EQS Group-News: Dynamics Group AG / Key word(s): Miscellaneous
Shareholder group around Sentis Capital responds to arguments of Meyer Burger Board of Directors regarding rejection of shareholder representative

30.09.2019 / 07:30

September 30, 2019


Shareholder group around Sentis Capital responds to arguments of Meyer Burger Board of Directors regarding rejection of shareholder representative

- Sentis Capital shareholder group welcomes new strategic direction of MBT
- The CEO's threat of resignation in no way endangers the implementation of the new strategy
- Mark Kerekes aims to quickly regain MBT's lost capital market confidence
- There is no conflict of interest between Board candidate Mark Kerekes and Meyer Burger
- There is no risk of sanctions for Meyer Burger

The shareholder group around Sentis Capital welcomes the new strategy to enable an "exclusive circle" of customers to develop high-margin products, from which Meyer Burger can benefit significantly by means of an appropriate profit share. This is a significant change of wording compared to "adequate" exclusivity to REC. The Board of Directors and the Management are aware from many discussions and correspondence that Sentis has supported such a strategic thrust from the very beginning. The reservation that there are irreconcilable differences of opinion regarding the strategy is therefore not true.

According to Swiss company law, the Board of Directors is responsible for determining the corporate strategy and not the CEO. As Chairman Lütolf assured in personal discussions, Meyer Burger's Board of Directors is leading the implementation of the new strategy. Meyer Burger also has many highly qualified and motivated employees and managers who are of greater importance to the successful implementation of this new strategy than the CEO. The CEO's threat of resignation therefore poses no threat whatsoever to the implementation of the new strategy.

By threatening to resign, Dr.
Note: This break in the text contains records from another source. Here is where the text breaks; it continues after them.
PR #49, opened 2022-01-09
chore - rename files

qguyk:


yomach:
I was wondering about it, we need to decide on the naming convention...
I was following the SDK: QuantumMachinesManger

qguyk:
> I was wondering about it, we need to decide on the naming convention... I was following the SDK: QuantumMachinesManger

I think it's better if we follow pep-8
https://www.python.org/dev/peps/pep-0008/#package-and-module-names

qguyk:
@yomach the test pass when i used a wrong table, can you please add a small test for the randomized_benchmark?

yomach (approved):
Please see my changes and approve :)

qguyk:
@yomach look good, lets squash and merge?

PR #74, opened 2022-03-04
VNA mode

TheoLaudatQM:
Introduction of the VNA mode enabling easy S-parameter and spectrum analyzer measurements with the OPX

### DIFF
--- a/qualang_tools/control_panel/README_vna.md
+++ b/qualang_tools/control_panel/README_vna.md
@@ -1,0 +1,105 @@
+# VNA mode
+
+## Introduction
+
+This module allows to configure the OPX as a VNA for a given quantum element (readout resonator for instance) and 
+operation (readout pulse for instance) already defined in the configuration. Once created, it has an API for 
+defining which measurements are to be run depending on the downconversion solution used (ED: envolope detector, 
+IR: image rejection mixer, IQ: IQ mixer).
+
+## Usage Example
+
+### Initializing the VNA and set up a S-parameter measurement
+This opens up a VNA using an existing configuration and initializes it for the quantum element _qe_ and operation _op_. 
+If the quantum element is a resonator, then its quality factor _Q_ can be specified for estimating its relaxation time.
+VNA measurements can then be added using the _add_ED()_ (envelope detector), _add_IR()_ (image rejection mixer) and 
+_add_IQ()_
+(IQ mixer) methods depending on the downconversion device used.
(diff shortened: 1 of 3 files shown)


yomach:
@TheoLaudatQM - Two things:
The build failed because of linting, run the command "flake8 qualang_tools" to see the error. In this case, I think you need a double backslash there to fix it, and maybe also to add an r before: `ylabel(r"$\\sqrt{...`
Change "quantum element" every to just "element" - elements don't have to be quantum (It's a change we're slowly making everywhere).
Change the "qe" variable to "element". and also change the "op" to "operation". We rather not use abbreviations in variable names.

yomach:
Looks good. There's a change that needs to be done to the readme files structure, I'll do it.

yomach:
The build also failed because of formating ("black")

TheoLaudatQM:
@yomach Okay, I reformatted it with black, sorry for that...

yomach:
No worries, we all forget to do it from time to time :)
I pushed some changes to your branch (Don't forget to pull!)
Please check my edits in the latest commit and approve them:
https://github.com/qua-platform/py-qua-tools/commit/4213433b64e308b9838067dd4c6ef1e870f7cdf5
I fixed a few typos, rearranged it such that there will be a separate readme for each tool, and renamed a few functions (This is mainly what you need to review).
In addition, I noticed that the description for the "dual" flag of "run_all" is different between the readme file and the function itself, can you please see which one is correct?
Once this is done, we'll merge it.

TheoLaudatQM:
To me everything seems fine, but I didn't see where I could approve...
I also updated the "dual" flag description in the last commit.

yomach:
Hi @TheoLaudatQM 
This is 95% done. Can you answer my last question and then we'll see if Guy Kerem has any other notes?

> Can there be more than two running at once?
> If so, I recommend we change it from "dual" to "parallel".

TheoLaudatQM:
Hi @yomach ,
Sorry I did not see your last question, now it can only perform two running at once in the spirit of doing S11 and S21 in parallel. I don't know if it would be useful to perform more than just two measurement in simultaneously here, but if it is needed I could add it easilly...

yomach:
@TheoLaudatQM Then we'll just keep it as is. Thanks.

yomach (approved):

qguyk (commented):
@yomach please manually test it with an opx, if all works i think we can merge it

yomach:
@TheoLaudatQM - Can you do a second check to make sure it works with the OPX after all of the small changes?

PR #109, opened 2021-03-31
Parallel packwerk [discussion only - DO NOT MERGE]

mclark:
This PR makes Packwerk about 3x faster by introducing parallelism.

Packwerk currently iterates through all the matching files in sequence, mutating a `ReferenceLister` instance to track relevant violations. This PR introduces a dependency on the [Parallel gem](https://github.com/grosser/parallel) to allow Packwerk to process these files in parallel. As it fans out to multiple subprocesses in order to accomplish this, we cannot mutate a shared variable, thus necessitating the extensive refactoring seen in this PR.

I ended up making the file processing logic more functional in nature. The reference lister is removed entirely and instead each reference in each file is just evaluated according to each of the configured checkers. If there is a violation, we now create a new `ReferenceViolation`, a subclass of `Violation` which contains a `Reference` and `ViolationType`. These violations are returned to the parent process and added to a list of `all_violations`.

Brändle has put the company, its employees, its shareholders and the Board of Directors in an unfavorable position. Due to the statutory duty of care, the Board of Directors is required to react immediately to the threat made and to start searching for suitable replacement candidates now - if Dr. Brändle acts in accordance with his threat on 30 October. 

In general, the Board of Directors must consider whether a CEO, who puts pressure on the Board of Directors and shareholders with threats, is acceptable - and whether its threat is a viable main argument against the election of Mark Kerekes as an individual shareholder representative.

A company must never become dependent on a single person

This would contradict the principles of stock corporation law and good corporate governance. The threat of resignation by Meyer Burger CEO Dr. Brändle to prevent a single shareholder representative on the Board of Directors is therefore incomprehensible and a unique incident. It is an attempt to exert pressure that is inadmissible and runs counter to established practice: The General Meeting - not the CEO - elects the Board of Directors.

Both members of the Board of Directors and members of the Executive Board questioned Mr. Kerekes several times in personal discussions. Each time they attested him a profound understanding of the photovoltaic industry. Mark Kerekes is an experienced investor and analyst of industrial and technology companies. The reservation of a lack of experience is wrong.

Stefano Landi, long-time President of the Reggio Emilia Chamber of Commerce and Industry and President of Landi Renzo SpA (LR:IM) says of Mark Kerekes: "I have known Mark for almost 10 years He is a very analytical investor and analyst. He can be tough and direct in conversations and on the job, but for him the well-being and success of the company always comes first".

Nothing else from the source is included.